Sentinel: A powerful flow control component enabling reliability, resilience and monitoring for microservices.
Polly: Polly is a .NET resilience and transient-fault-handling library that allows developers to express policies such as Retry, Circuit Breaker, Timeout, Bulkhead Isolation, and Fallback in a fluent and thread-safe manner.
go-resiliency: Resiliency patterns for golang.
Semian: Resiliency toolkit for Ruby for failing fast.

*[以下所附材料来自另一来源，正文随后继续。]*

Issue #1747, opened 2025-02-09
Zoom behaviour in camera view


jbussmann:
The zoom functionality in the camera view is implemented in a linear/additive manner roughly like so:
`zoom = zoom + mouseTicks * zoomIncrement` where `zoom` is valid in a range from 1 to 100.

实现 resilient 的策略通常包括断路器（Circuit Breaker）、限流器（Rate Limiter）、重试（Retry）、舱壁（Bulkhead）等，更多可参考：https://github.com/App-vNext/Polly#resilience-policies 。

下面简单介绍常用的几种容错的策略：

重试（Retry）：很多错误是短暂的并且可以自动恢复的，对这种问题采用重试策略。
断路器（Circuit Breaker）：类似于电路或股市中的“熔断”概念，当系统发生严重故障（大量超时或失败）时，为了避免后续持续不断的请求导致故障系统过载，超时导致网络、线程资源占用，最终产生雪崩，而在一段时间内直接 fail fast（快速失败，即直接返回错误而不再去请求故障的系统模块）。
舱壁（Bulkhead）：《泰坦尼克号》电影中有一段对船体的描述：船体包含 16 个相互隔离的水密舱，即使有 4 个水密舱受损进水也能保证船漂浮在海面上。架构设计中舱壁模式参考的就是这种方式，将资源进行隔离，例如可以为调用多个服务的消费者分配每个服务独立的连接池，从而保证一种故障只会影响到其对应的资源，而不会造成级联故障。
限流器（Rate Limiter）：通过限流算法（如令牌桶算法、漏桶算法），限制在特定时间段内的执行次数、数据量等指标，从而防止系统过载。